Но вот — Тесьминова… Она способная актриса, с четким приятным жестом, выразительной мимикой. Ее серые, большие, холодные глаза смотрят пристально, в упор, не мигая, как у ночных птиц. Когда я их увидела, я поняла, что она сильнее нас. Она любит театр до самозабвения, говорит и думает только о нем.

Вне сцены она делается серой и скучной. Ее ничто не интересует. Она может сидеть на помятой кровати целыми часами, непричесанная, полуодетая, подобрав под себя ноги, с осунувшимся, бесцветным лицом, и курить до одури одну папироску за другой… И все же она ему нравится. А я, которая за все эти четыре года не забывала одеться для него, причесаться для него,— меня он перестал замечать.

Зачем она сидит у нас ежедневно? Зачем ее сверлящие глаза не мигая смотрят на меня и Тамару со снисходительным превосходством? Она курит свои папиросы и наблюдает. Тогда я вижу, что Всеволод начинает волноваться, теряет свой апломб, делается почти жалким, униженным. О, я знаю — он с ней считается как с человеком, а в нас он видит только женщин. Нас он может любить — двух, трех, четырех, сочетать нас вместе — и никогда не подумает, что это может оскорбить. Ее если полюбит, то полюбит одну. Тогда других ему будет не нужно. Ты понимаешь?

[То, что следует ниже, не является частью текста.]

PR #691, opened 2020-10-15
fix(timeslider): show single slider when there is no main range

### LINKED ISSUE #651: Time slider: compare with biomass
- slider thinks there are two data layers, handle is not aligned correctly

KatvonRivia:
image

closes #651


mrMetalWood (approved):
nice :)

PR #718, opened 2020-10-21
refactor(story-selector): adjust spacing

KatvonRivia:


src/scripts/components/stories/story-list-item/story-list-item.styl
```diff
@@ -37,11 +37,8 @@
 
 .info
   overflow-y: auto
-  box-sizing: border-box
```
mrMetalWood, line 40: Is there a reason you removed this here? Often times unintuitive stuff happens when this is not set :D

mrMetalWood (approved):

src/scripts/components/stories/story-list-item/story-list-item.styl
KatvonRivia: Yeah you're right. The percentages also make more sense then.

PR #734, opened 2020-11-05
feat(tracking): add basic JS error tracking to matomo

### LINKED ISSUE #467: Error capturing
Capture errors that happen during runtime.
We have to report quarterly which errors happen.

Use User-Tracking platform to also store error events.

Catch global error events of app and send to tracking platform.

We do probably need user consent for sending this information.

mrMetalWood:
Also track JS errors to Matomo dashboard

closes #467


KatvonRivia (approved):
🚀

PR #827, opened 2021-01-19
feat(filters): display filter button in data mode

### LINKED ISSUE #823: Apply tag filter to globe view
- [x] also apply the tag filter to the globe view
- [x] indicate in the UI that the current globe view is filtered
- [x] give the option to remove the filter
- [x] do not give the option to set new filters in this view

KatvonRivia:
I added a badge without the number of selected tags. It seemed a bit too small especially with two digits and was very hard to read.

image

Here is the design: https://github.com/ubilabs/esa-climate-from-space/issues/823#issuecomment-760016257

What do you think? 

closes #823

### DIFF
--- a/src/scripts/components/main/navigation/navigation.tsx
+++ b/src/scripts/components/main/navigation/navigation.tsx
@@ -13,7 +13,7 @@ import {FilterIcon} from '../icons/filter-icon';
 import setLanguageAction from '../../../actions/set-language';
 import {languageSelector} from '../../../selectors/language';
 import LanguageBubble from '../language-bubble/language-bubble';
-import TagsBubble from '../../stories/tags-bubble/tags-bubble';
+import SelectedTags from '../../stories/selected-tags/selected-tags';
 import {selectedTagsSelector} from '../../../selectors/story/selected-tags';
 import config from '../../../config/main';
 
@@ -29,7 +29,6 @@ const Navigation: FunctionComponent = () => {
     !savedLanguage
   );
   const selectedTags = useSelector(selectedTagsSelector);
-  const isFilterActive = selectedTags.length > 0;
 
   return (
     <div className={styles.navigation}>
@@ -40,7 +39,7 @@ const Navigation: FunctionComponent = () => {
         icon={StoryIcon}
         hideLabelOnMobile
       />
-      {isFilterActive && (
+      {selectedTags.length > 0 && (
         <React.Fragment>
           <Button
             className={styles.tagsButton}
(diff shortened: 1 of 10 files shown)


pmast:
Badge without number looks fine to me.

src/scripts/components/main/navigation/navigation.tsx
```diff
@@ -9,21 +9,27 @@ import {StoryIcon} from '../icons/story-icon';
...
   const dispatch = useDispatch();
   const [showMenu, setShowMenu] = useState(false);
+  const [showTags, setShowTags] = useState(false);
   const selectedLanguage = useSelector(languageSelector);
   const savedLanguage = localStorage.getItem(config.localStorageLanguageKey);
   const [showLanguageBubble, setShowLanguageBubble] = useState<boolean>(
     !savedLanguage
   );
+  const selectedTags = useSelector(selectedTagsSelector);
+  const isFilterActive = selectedTags.length > 0;
```
pwambach, line 32: Which filter do you mean?

src/scripts/components/main/navigation/navigation.tsx
```diff
@@ -34,6 +40,16 @@ const Navigation: FunctionComponent = () => {
         icon={StoryIcon}
         hideLabelOnMobile
       />
+      {isFilterActive && (
```
pwambach, line 43: I would suggest to rename `isFilterActive` to `isTagFilterActive` or you could also just say `selectedTags.length && `. This makes it easier to understand when the component should be visible.

src/scripts/components/main/navigation/navigation.tsx
```diff
@@ -65,6 +81,7 @@ const Navigation: FunctionComponent = () => {
           <Menu />
         </Overlay>
       )}
+      {isFilterActive && showTags && <TagsBubble selectedTags={selectedTags} />}
```
pwambach, line 84: The tag selector is not visible when no tag is selected? How can you select a tag then? Also TagsBubble is not a very specific name, I wasn't sure what this component does when reading it.

pwambach (changes requested):

src/scripts/components/main/navigation/navigation.tsx
KatvonRivia: The tags are selected in the stories, the user is not supposed to do that in the data view: https://github.com/ubilabs/esa-climate-from-space/issues/823

pwambach (approved):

Если бы я была уверена в том, что сегодня, завтра, скоро — она сделается его любовницей, я была бы спокойней. Но я боюсь, что она никогда ею не будет. Она может быть только одной. В ней есть какая-то уверенность в том, что надо, чего не надо делать, как поступать. То, чего нет в нас. Это его покоряет.

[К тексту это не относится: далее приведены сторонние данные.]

PR #854, opened 2021-03-11
refactor(story-gallery): implement new gallery designs

### LINKED ISSUE #838: Stories: Improve image display
- [ ] add captions to side-by-side view
- [ ] add support for long captions (up to 5 lines)
- [ ] add support for headlines to captions (markdown?!)
- [ ] captions: adjust style to improve readability (size, contrast, …)
- [ ] full-screen images: take as much screen size as possible
- [ ] feedback pagination arrows are often overlooked, people miss other images (improve visibility, automatic cycling, thumbnails)
- [ ] make the captions being stored as markdown. Restrict the markdown support to headlines and links, definitely no images!

### LINKED ISSUE #840: Stories: styling
- [ ] sub headlines are missing space before

Check designs, all headlines should have space before as we cannot guarantee that they will be used in correct order.

KatvonRivia:
closes #838
closes #840


src/scripts/components/stories/story-gallery/story-gallery.tsx
```diff
@@ -3,11 +3,12 @@ import cx from 'classnames';
 
 import {PreviousIcon} from '../../main/icons/previous-icon';
 import {NextIcon} from '../../main/icons/next-icon';
-import {FullscreenExitIcon} from '../../main/icons/fullscreen-exit-icon';
 import {FullscreenIcon} from '../../main/icons/fullscreen-icon';
 import {getStoryAssetUrl} from '../../../libs/get-story-asset-urls';
 import {useInterval} from '../../../hooks/use-interval';
 import config from '../../../config/main';
+import Description from '../description/description';
```
pwambach, line 10: The name `Description` is to general here. How about `<Caption content="" />`?

pwambach (changes requested):
Screenshot 2021-03-15 at 14 47 25

The distance between the gallery dots and the caption is not the same in normal and fullscreen mode. Also the white dots are not visible on light images, can you add some drop shadow to the dots?
Do we have to use `text-align: left` here. It looks weird with short texts on larger screens, I would prefer `text-align: center`

src/scripts/components/stories/story-gallery/story-gallery.tsx
KatvonRivia: Good point, will change it.

Regarding this:
> Do we have to use text-align: left here. It looks weird with short texts on larger screens, I would prefer text-align: center

In the new designs the captions are all aligned left, but you're right it look weird with short text. I will adjust it.

KatvonRivia: image

image

KatvonRivia: I changed the background and border of the dots so you can see the progress on a white background:

image

pwambach: nice!

pwambach (approved):

PR #862, opened 2021-03-16
feat(imageType): set image types to change object fit

### LINKED ISSUE #856: add support for two image display modi:
- [ ] contain (for tables and chart)
- [ ] cover (for images to show most of the images)
- [ ] update story mapper for any newly added field

KatvonRivia:
closes #856


src/scripts/components/stories/story-gallery/story-gallery.tsx
```diff
@@ -118,7 +122,14 @@ const StoryMedia: FunctionComponent<Props> = ({
                 key={index}
                 style={{width: `${imageWidth}%`}}>
                 <div className={styles.imageContainer}>
-                  <img className={styles.photo} src={imageUrl} />
+                  <img
```
pwambach, line 125: The story gallery component is getting really big. Could you clean it up by pulling out a StoryGalleryImage component with captions for example

src/scripts/types/image-type.ts
```diff
@@ -0,0 +1,4 @@
+export enum ImageType {
+  Photo = 'photo',
+  Chart = 'chart'
```
pwambach, line 3: Chart is probably not the best type here. It could be any other image which should be contained. Why not call it what it is like 'contain' and 'cover'?

pwambach (changes requested):

src/scripts/types/image-type.ts
KatvonRivia: Sure, i can change it. I just thought contain and cover would be a bit confusing in the story mapper.

src/scripts/components/stories/story-gallery/story-gallery.tsx
KatvonRivia: aye 👌  will do

src/scripts/types/image-type.ts
pwambach: Yes good point, but I guess labeling a photograph as  "chart" just to display it as contained is more confusing. At least for me 😄

src/scripts/components/stories/story-gallery-image/story-gallery-image.tsx
```diff
@@ -0,0 +1,79 @@
...
+  return (
+    <div
+      className={imgClasses}
+      style={{
+        width: `${containerWidth}%`,
+        transform: `translateX(-${imageWidth * currentIndex}%)`
+      }}>
+      {images.map((image, index) => {
+        const imageCaption = imageCaptions?.find((_, i) => i === index);
+        const imageType = imageFits?.find((_, i) => i === index);
```
pwambach, line 45: `const imageFit`

pwambach (changes requested):

pwambach (approved):

PR #890, opened 2021-04-13
feat(about): add route for about component

### LINKED ISSUE #886: Link top left main page log to "about CfS"
There is a wish to have a linkage to the ESA climate office page a bit more "within reach" for the users just to have it hidden in the menu. 
So the decision is to link the main page ESA logo to the About section where the user is informed about the existence of the website but still is kept in CfS application

mrMetalWood:
closes #886


pwambach (changes requested):
I would remove the 'Standalone' because when I could imagine someone who sees the component for the first time wonders if there is also a non standalone version

mrMetalWood:
Where do you still see "standalone". I renamed it to AboutProjectOverlay.

KatvonRivia (approved):

pwambach:
forget what i wrote... too early for me

pwambach (approved):

PR #945, opened 2021-07-27
Feat data update

pmast:
- updated ocean colour
- updated soil moisture
- updated download for permaforst, got stuck in processing
- updated download for biomass, processing still todo


pwambach:
Why do you want to check in the tiles and these kml files? There are so many files that my browser tab freezes when I go to  the "Files changed" tab 😄

pmast:
Fixed:
image

pwambach (approved):
Nice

Ушла ли она от Тесьминова, или он ее бросил? Что заставило их разойтись? Я помню, в Новороссийске, когда Тесьминов, разъезжая в концертном турне по Кавказу, заболел сыпным тифом, она не отвезла его в больницу, а, беременная на пятом месяце, донельзя истощенная, продолжала работать в театре и целыми ночами пестовала мужа, лазила на крышу за снегом для компрессов, бегала на рынок продавать последние тряпки. В дни кризиса видела ее на репетициях с неизменной папироской в зубах, стоически улыбающуюся на шутки товарищей, четко читающую свою роль. Ни одного жалостливого слова, ни одной слезливой нотки, ни одного жеста отчаяния и усталости. Я, другая, третья, способные на такое самопожертвование, в конце концов сдались бы. А вот она вынесла все, несмотря на то, что сама была похожа на смерть. Уже после выздоровления Тесьминова я спросила ее:

— Как вы могли вынести на своих плечах всю эту муку?

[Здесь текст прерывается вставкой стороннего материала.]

PR #2427, opened 2026-08-05
fix(image-scroll): correctly apply motion transform values

### LINKED ISSUE #2398: image scroll not working
some motion controlled properties are not updating correctly anymore. Works fine in firefox, does not work in safari and chrome. We need to fix this

Image

Immo-Be:
closes #2398

### DIFF
--- a/src/scripts/components/stories/story/blocks/image-gallery/modules/image-scroll/image-scroll-image/image-scroll-image.module.css
+++ b/src/scripts/components/stories/story/blocks/image-gallery/modules/image-scroll/image-scroll-image/image-scroll-image.module.css
@@ -1,6 +1,4 @@
 .scrollImageWrapper {
-  --custom-clip-path: inset(10% 10% 10% 10%);
-  --custom-button-opacity: 0;
   --container-bg: rgba(0, 0, 0, 0.9);
 }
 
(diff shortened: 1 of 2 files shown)


plumdumpling (commented):
Did you try using
`--custom-clip-path: isFullscreen ? "none" : clipPath`
instead of
`clipPath: isFullscreen ? "none" : clipPath`
and
`--custom-button-opacity: buttonOpacity`
instead of
`opacity: buttonOpacity`
in the style attribute of the elements?
This was my workaround for the opacity transition in the dimmer component of the xFires story. (I wanted to mention that in my PR, but I forgot.)

Immo-Be:
> Did you try using `--custom-clip-path: isFullscreen ? "none" : clipPath` instead of `clipPath: isFullscreen ? "none" : clipPath` and `--custom-button-opacity: buttonOpacity` instead of `opacity: buttonOpacity` in the style attribute of the elements? This was my workaround for the opacity transition in the dimmer component of the xFires story. (I wanted to mention that in my PR, but I forgot.)

That works, thanks :) so you experienced the same issue?

plumdumpling:
> That works, thanks :) so you experienced the same issue?

Yes

plumdumpling (approved):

Она посмотрела на меня с искренним удивлением и, попыхивая папироской, ответила:

— Ну что вы? Ведь иначе нельзя было…

И в этом ответе она сказалась вся.

У нее родилась девочка. За пять дней до родов она играла центральную роль в какой-то пьесе, через несколько дней после — она снова была на сцене. Ее можно было бы назвать каменной, если бы не знать то, что знаю я. Но я не понимаю, какая же в ней сила, если не сила любви. Любила ли она Тесьминова? Даже в те дни я не слыхала, чтобы она говорила о нем с лаской. С ним она была так же ровна и суха, как и с другими. Не чувствовал ли он на себе гнет этой замкнутости? Не подавляло ли его то, что так покоряет Всеволода,— ее неженское?